Por que o Brasil não quer punir torturadores?
Pesquisa do Datafolha divulgada hoje no jornal Folha de S. Paulo mostra que 45% da população é contrária à punição de agentes que torturaram presos políticos durante a ditadura militar contra 40% a favor. Outros 4% são indiferentes e 11% não souberam opinar.
Pesquisa do Datafolha divulgada hoje no jornal Folha de S. Paulo mostra que 45% da população é contrária à punição de agentes que torturaram presos políticos durante a ditadura militar contra 40% a favor. Outros 4% são indiferentes e 11% não souberam opinar.
Tenho no fundo a esperança de que o assunto deu margem a múltiplas interpretações por parte dos entrevistados. Em outras palavras, espero que o pessoal tenha respondido sem saber exatamente o que foram as torturas durante a ditadura e para que serviram. Caso contrário, mais do que um Brasil sem memória e sem Justiça, temos diante de nós um país conivente com o pau-de-arara como ferramenta de obtenção de informações.

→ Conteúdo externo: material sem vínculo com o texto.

PR #632, opened 2026-04-19
feat(activerecord): retry transaction body on PreparedStatementCacheExpired

deanmarano:
## Summary

Residual from the StatementPool series. We already raise `PreparedStatementCacheExpired` from the PG adapter's `_runQuery` when a cached plan is invalidated mid-txn (can't transparently retry in place because PG aborts the txn on any error). Rails' `ActiveRecord::ConnectionAdapters::DatabaseStatements#transaction` closes the loop by catching that error and retrying the whole block once; our transaction wrapper was missing that half.

- Module-level `transaction()` now wraps the attempt in a retry-once loop on `PreparedStatementCacheExpired`.
- Only retries at the outermost frame — nested `transaction()` calls re-raise so the outer handles it. Prevents inner retry from fighting an already-aborted enclosing PG txn.
- `MAX_ATTEMPTS = 1` matches Rails (`activerecord/lib/active_record/connection_adapters/abstract/database_statements.rb`).
- 3 tests: happy-path retry, exhausted-retry re-raises, nested transactions defer to the outer.

Note: #2 (SQLite `preparedStatements: false`) and #4 (PG `bind_types`) from the loose-ends list turned out not to need work. SQLite already bypasses the pool when `preparedStatements` is false (already landed). And Rails' PG StatementPool actually stores just `name` — not `bind_types` — so there's no gap; the 0A000 "invalid cached plan" retry already covers bind-type drift.

## Test plan

- [ ] Full AR suite (sqlite): 8657 passed locally
- [ ] PG CI + MariaDB CI: no regressions

### DIFF
--- a/packages/activerecord/src/transactions.test.ts
+++ b/packages/activerecord/src/transactions.test.ts
@@ -1644,4 +1644,72 @@ describe("TransactionTest", () => {
       }),
     ).rejects.toThrow("specific error message");
   });
+
+  describe("PreparedStatementCacheExpired retry", () => {
+    it("retries the transaction body once on PreparedStatementCacheExpired", async () => {
+      const { PreparedStatementCacheExpired } = await import("./errors.js");
+      class Topic extends Base {
+        static {
+          this.attribute("title", "string");
+          this.adapter = adapter;
+        }
+      }
+      let attempts = 0;
+      const result = await transaction(Topic, async () => {
+        attempts += 1;
+        if (attempts === 1) {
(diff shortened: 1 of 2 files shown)


deanmarano:
Closing — the central premise (Rails auto-retries the transaction body on PreparedStatementCacheExpired) is incorrect. Rails actually does *not* retry; it calls `clear_cache!` from `TransactionManager#after_failure_actions` and re-raises. Replacing with a Rails-faithful PR that drops the retry and adds the cache-clear hook on `withinNewTransaction`'s rollback path.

Não estou esquecendo que existe uma Lei da Anistia, que está em vigor, e que o Supremo Tribunal Federal (infelizmente) decidiu por mantê-la. A discussão aqui não é legal, ou seja, não é um debate sobre a mudança da lei e sim sobre a percepção coletiva sobre esses crimes. Posso ser a favor da punição, mas entender que existe uma legislação que a proíbe.
O impacto desse apoio se faz sentir no dia-a-dia dos distritos policiais, nas salas de interrogatórios, nas periferias das grandes cidades, nas grotões da zona rural, com o Estado aterrorizando parte da população (normalmente mais pobre) com a anuência da outra parte (quase sempre mais rica). A ponto de ser banalizada em filmes como Tropa de Elite, no qual parte de nós torceu para os mocinhos que usavam o mesmo tipo de método dos bandidos no afã de arrancar a “verdade”.

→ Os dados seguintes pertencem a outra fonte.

PR #645, opened 2026-04-19
feat(activerecord): DJAS composite-key support via composite OR-of-AND WHERE

deanmarano:
## Summary

PR C of the DJAS follow-up arc. Closes the composite-key gap that PR 4 (#631) explicitly threw on.

**Now Rails-faithful in mechanism, not just behavior.** Builds on PR #647 (`PredicateBuilder.buildComposite` + `Relation#where(cols, tuples)`):

\`\`\`ts
// disable_joins_association_scope.rb:34 — Rails:
//   reflection.build_scope(...).where(key => join_ids)

// Our DJAS:
scope = klass.unscoped.where({key: ids})        // single-column
scope = klass.unscoped.where(keyCols, tuples)   // composite
\`\`\`

The composite path delegates to `PredicateBuilder.buildComposite`, which emits an Arel **OR-of-AND** predicate (`(a=? AND b=?) OR (a=? AND b=?) ...`) — the adapter-portable equivalent of Rails' `Arel::Nodes::HomogeneousIn` / SQL row-constructor `(a,b) IN ((?,?),...)`. All composite SQL details are handled centrally:
- null/undefined-component filtering (SQL tuple-equality semantics)
- arity / shape validation (`ArgumentError`)
- single-column degenerate case → `IN(...)` instead of OR-chain
- bind-param emission via `QueryAttribute` (prepared-statement caching)
- empty/all-filtered → `Relation#none()`

DJAS itself is back to two paths (single-col hash, composite positional), no inline predicate construction or null-handling. Single-column case keeps the loaded-chain DJAR wrap for ordered-upstream reorder; composite case skips the wrap (DJAR's per-key group-by would need tuple grouping — separate follow-up).

Routing gate drops the composite-key bail-out — every chain shape is now supported.

## Test plan

- [x] 3 tests in \`disable-joins-composite-key.test.ts\`: end-to-end load through composite-PK chain, composite + ordered-upstream (DJAR wrap intentionally skipped), null-component filtering on the source step.
- [x] Full \`@blazetrails/activerecord\` suite: 8703 passed locally.
- [ ] PG / MariaDB CI.

### DIFF
--- a/packages/activerecord/src/associations.ts
+++ b/packages/activerecord/src/associations.ts
@@ -342,10 +342,12 @@ function _canRouteThroughViaDisableJoinsAssociationScope(
   if (!src) return false;
   if (typeof src.isPolymorphic === "function" && src.isPolymorphic()) return false;
   if (options.sourceType) return false;
-  // Composite-key through associations are now supported via tuple-IN
-  // WHERE clauses (see DJAS `_addConstraintsDj`). The previous gate
-  // that bailed on multi-column joinPrimaryKey / joinForeignKey is
-  // gone — the chain walk handles both single and composite shapes.
+  // Composite-key through associations are now supported by DJAS'
+  // `_addConstraintsDj`, which builds an Arel `OR`-of-`AND` predicate
+  // (`(c1=v1a AND c2=v1b) OR ...`) for the chain walk — same shape
+  // counter-cache.ts#buildPkPredicate uses. The previous gate that
+  // bailed on multi-column joinPrimaryKey / joinForeignKey is gone —
+  // the chain walk handles both single and composite shapes.
   return true;
 }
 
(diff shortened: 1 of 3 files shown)


deanmarano:
Parking this PR pending a Rails-faithful refactor. The current implementation builds composite-key predicates inline in DJAS, but Rails handles composite hash-WHERE in its lower PredicateBuilder layer (DJAS itself just calls `where(key => ids)` per disable_joins_association_scope.rb:34). Tracking the PredicateBuilder work as task #14; once that lands, this branch can either be revived (revert the inline tuplePredicate, change DJAS back to plain `where({key: ids})`) or superseded by a smaller follow-up that just removes the routing-gate's composite-key bail-out.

A justificativa é a mesma usada nos anos de chumbo brasileiros ou nas prisões no Iraque e em Guantanamo, em Cuba: estamos em guerra. Ninguém explicou, contudo que essa guerra é contra os valores que nos fazem humanos e que, a cada batalha, vamos deixando-os um pouco para trás.
Não é de se estranhar, portanto, que boa parte da sociedade que agora apóis o esquecimento também tenha se calado diante do processo de defenestração pública de propostas do 3º Programa Nacional de Direitos Humanos (PNDH), levado a cabo por setores descontentes em universalizar direitos.
Esse é o problema de ser o país do “deixa disso” ou mesmo do “esquece, não vamos criar caso, o que passou, passou” e ainda do “você vai comprar briga por isso? Ninguém gosta de briguentos” Enquanto não acertarmos as contas com o nosso passado, não teremos capacidade de entender qual foi a herança deixada por ele – na qual estamos afundados até o pescoço e nos define. Foram-se as garrafas, ficaram-se os rótulos. A ditadura se foi, sua influência permanece. Não somos um país que respeita os direitos humanos e não há perspectivas para que isso passe a acontecer pois, acima de tudo, falta apoio da própria população.
A verdade é que não queremos olhar para o retrovisor não por ele mostrar o que está lá atrás, mas por nos revelar qual a nossa cara hoje. E muitos de nós não suportarão isso.